IN DTs, to search for a good structure is a very important issue. Changing the structure randomly will make the program so slow, we wneed to find some ways to come up with some good structures.

1) Map structure to structure space. This way when we search for structure, it is as if we are walking on the surface where each point on the surface is one unique structure.

2) After that we can perform any search algorithm on it, for example steepest decent, SA or even ITL. I think I would like to try to use QMI-ED to update the structure.

3) You can imagine the following. When you are standing on he surface, the height of the surface represents the log likelihood. YOu can only see the surface near to you, not too far away. Then from the information about the neighborhoods of the point you are standing at, you will make the next move based on the information for the neighborhood.

4) If we are at the point x on the surface, and somehow we can manage to get the neighborhood of x, ne(x). From x and ne(x), we can use an appropriate kernel to make a smooth pdf out of them. From the smooth surface, we can do whatever we want, for example we can do SA or we can use steepest decent, whatsoever method.

5) SA + kernel = kernel annealing is also an interesting option.

— some literatures

chemistry – molecular stability –> how to find a good structure of molecule

A new measure of edit distance between labeled trees (pdf)

read combinatorics, ask Adrian….structure space.

## Finding a good structure for the Dynamic Trees Bayesian Networks

Today I have a chance to talk with Sudir and Shalom @ CNEL after our ITL class

The discussion was about finding a good structure for a DTs using ITL unsupervised learning. Shalom and I discussed about Sinisa’s work, using wavelets as features in DTs, how to make a different scale images that still have some correlation between the same pixels in the different scales.

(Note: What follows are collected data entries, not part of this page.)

PR #441, opened 2022-06-08
EIP1271 verification for non standard signature with 64 or 65 length

Chomtana:
## Motivation

EIP-1271 Signature may contains 64 or 65 bytes but isn't EIP-2098 signature. But it may be reverted if it isn't EIP-2098 signature.

EIP-1271 Signature that contains 64 or 65 bytes may be custom kind of signature for example it may be keccak256 of some value or merkle tree root.

In the case that 64 or 65 bytes EIP-1271 Signature is not EIP-2098 signature. It will be reverted with `InvalidSignature()` or `BadSignatureV(v)` because it is checked with EIP-2098 verification algorithm first and recoveredSigner may be address(0)

Assume current signature is a valid EIP-1271 signature (calling `isValidSignature` on signer return correct magicValue).
(Using EIP1271WalletSpecial that I have hardcoded an invalid EIP-2098 signature as a valid one)

```
      if (signature.length == 64) {
          // Declare temporary vs that will be decomposed into s and v.
          bytes32 vs;

          (r, vs) = abi.decode(signature, (bytes32, bytes32));

          s = vs & EIP2098_allButHighestBitMask;

          v = uint8(uint256(vs >> 255)) + 27;
      }
```

This code block will be passed. But ecrecover may return 0

If ecrecover return 0

```
      if (recoveredSigner == address(0)) {
          revert InvalidSignature();
          // Should a signer be recovered, but it doesn't match the signer...
      }
```

It will be reverted with `InvalidSignature()`.

But in fact it should be valid due to assumption above. ( must perform `_assertValidEIP1271Signature(signer, digest, signature);` )

If ecrecover return non-zero address

```
      } else if (recoveredSigner != signer) {
          // Attempt EIP-1271 static call to signer in case it's a contract.
          _assertValidEIP1271Signature(signer, digest, signature);
      }
```

This case is valid as it is calling `_assertValidEIP1271Signature(signer, digest, signature);` as expected

### Case signature length 65

```
      } else if (signature.length == 65) {
          (r, s) = abi.decode(signature, (bytes32, bytes32));
          v = uint8(signature[64]);

          // Ensure v value is properly formatted.
          if (v != 27 && v != 28) {
              revert BadSignatureV(v);
          }
      }
```

In this case, It may be reverted with revert `BadSignatureV(v);` if length is 65 but uint8(signature[64]) is not 27 or 28.

But in fact it should be valid due to assumption above. ( must perform `_assertValidEIP1271Signature(signer, digest, signature);` )

### Other length

Signature of other length is verified directly into signer contract by calling `_assertValidEIP1271Signature(signer, digest, signature);`, so it will be passed.

```
      } else {
          // For all other signature lengths, try verification via EIP-1271.
          // Attempt EIP-1271 static call to signer in case it's a contract.
          _assertValidEIP1271Signature(signer, digest, signature);

          // Return early if the ERC-1271 signature check succeeded.
          return;
      }
```

## Solution

Check isContract on signer first, if it is contract only verify EIP-1271 as contract never sign EIP-2098 under his address.

If signer is an EOA, only check for EIP-2098 as EOA never use EIP-1271.

If signer is an EOA but signature is malformed or recovered to different signer, revert.

### DIFF
--- a/contracts/lib/SignatureVerification.sol
+++ b/contracts/lib/SignatureVerification.sol
@@ -36,6 +36,20 @@ contract SignatureVerification is SignatureVerificationErrors, LowLevelHelpers {
         bytes32 digest,
         bytes memory signature
     ) internal view {
+        bool isContract;
+        assembly {
+            isContract := iszero(iszero(extcodesize(signer)))
+        }
+
+        if (isContract) {
+            // For all contracts, try verification via EIP-1271 as EIP-2098 signer never resolved to a contract.
+            // Attempt EIP-1271 static call to signer in case it's a contract.
+            _assertValidEIP1271Signature(signer, digest, signature);
+
+            // Return early if the ERC-1271 signature check succeeded.
+            return;
+        }
+
         // Declare r, s, and v signature parameters.
         bytes32 r;
         bytes32 s;
@@ -79,12 +93,8 @@ contract SignatureVerification is SignatureVerificationErrors, LowLevelHelpers {
                 revert BadSignatureV(v);
             }
         } else {
-            // For all other signature lengths, try verification via EIP-1271.
-            // Attempt EIP-1271 static call to signer in case it's a contract.
-            _assertValidEIP1271Signature(signer, digest, signature);
-
-            // Return early if the ERC-1271 signature check succeeded.
-            return;
+            // Neither EIP-1271 nor EIP-2098
+            revert InvalidSigner();
         }
 
         // Attempt to recover signer using the digest and signature parameters.
@@ -95,8 +105,8 @@ contract SignatureVerification is SignatureVerificationErrors, LowLevelHelpers {
             revert InvalidSignature();
             // Should a signer be recovered, but it doesn't match the signer...
         } else if (recoveredSigner != signer) {
-            // Attempt EIP-1271 static call to signer in case it's a contract.
-            _assertValidEIP1271Signature(signer, digest, signature);
+            // EIP-1271 is checked at the first place
+            revert InvalidSigner();
         }
     }
 
--- a/contracts/test/EIP1271WalletSpecial.sol
+++ b/contracts/test/EIP1271WalletSpecial.sol
@@ -1,0 +1,88 @@
+// SPDX-License-Identifier: MIT
+pragma solidity >=0.8.7;
+
+interface ERC20ApprovalInterface {
+    function approve(address, uint256) external returns (bool);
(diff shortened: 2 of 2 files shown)


Vectorized:
This will lead to increased gas usage. 

The `extcodesize` opcode costs 2600 gas if the address is cold. In comparison, `ecrecover` costs around 3000 gas. 

The current code is using the cheap length comparisons to choose whether to use 1271 or regular ecrecover. 

Also, the majority of cases will likely be non-1271. Doing the length checks and regular ecrecover first will save more gas on average.

Chomtana:
Yes, it cause huge gas usage increase. Developing a try catch version which should not use high gas on majority of cases.

Chomtana:
I have pushed an implementation using assembly technique to store revert error halfway, let EIP-1271 verification run on all cases and merged the error with the EIP-2098 one.

This shouldn't cost any extra gas on EOA EIP-2098 theoretically.

And I have create a use case where EIP-1271 compatible wallet is used as an intermediate wallet for crossing chain with message passing.

That kind of wallet require 65 bytes signature with (commandId, approvalHash, version). Which fail in the old codebase, but now worked.

gpersoon:
@Chomtana your approach is very similar to mine now.
Note: This file also has to be updated `ReferenceSignatureVerification.sol`
I'm closing https://github.com/ProjectOpenSea/seaport/pull/447

0age:
@Chomtana do you intend to work on the reference implementation and failing coverage tests? Let us know!

Chomtana:
> @Chomtana do you intend to work on the reference implementation and failing coverage tests? Let us know!

I will work on it today :)

0age:
Closing as this has been folded up into #475 — be sure to add yourself to `CONTRIBUTORS.md` if you haven't already!

gpersoon:
If `signer == 0`  and  `signature.length` != 27 or 28 then this function could allow the signature.

As a safety precaution: check signer !=0
```solidity 
function _assertValidSignature(address signer, ..., bytes memory signature ) ... {
    address recoveredSigner;
    assembly {
        let signatureLength := mload(signature)
        let lenDiff := sub(ECDSA_MaxLength, signatureLength)
        ...           
        if lt(lenDiff, 2) {    // assume this false
            ...
        }
        ...
        success := eq(signer, recoveredSigner)   // if signer happens to be 0 then success = true
        ...
    }
}
```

- How to incorporate ITL unsupervised clustering into the Dynamic Trees Bayesian Networks. First I read the paper from Jenssen, the paper is very easy to understand and gives very clear idea of how we can use the ITL for making DAG unsupervisedly. However, the work is pretty much heuristic and computationally expensive since we have to tune the sigma and we have to find the direction of force for each point in the space which takes very long time. As Sudir’s work is more convenient since it gives a closed-form update rules for each point, therefore, I will use his segmentation method to build the structure. For this work, the only parameter we will have to play with is sigma; smaller sigma gives more number of clusters. On the other hand, bigger sigma gives smaller number of clusters. Consequently we will use the small sigma at the leaf nodes and big sigma at the root node.
- We may use the wavelets coefficients as features for finding DTs structure. There are 2 classic papers to read: 1) “Wavelet-based statistical signal processing using hidden Markov models” (1998) by Crouse, M.S. Nowak, R.D. Baraniuk, R.G. and 2) “
**Approximating discrete probability distributions with dependence trees”**(1968) Chow, C.; Liu, C. - We can make observations in each scale by using wavelet decompose the image into several scale, then we might be able to reconnect the links.
- We can also make observations in each scale by using Gaussian blur, resample (Sinisa’s work) applied to the image, then find some relationship between the upper-scale pixels and the lower-scale pixels. However, using Gaussian blur may not be a powerful method because it does not show much about the relationship across the scale, whereas, the wavelets and resampling might do a good job on that.
- If we really want to make a multi-scale image by bluring, we will have to design a blur function such that it will boost or remain the relationship between the across-scale pixels. How can we design such a blur function? Of course it might be an adaptive one!!!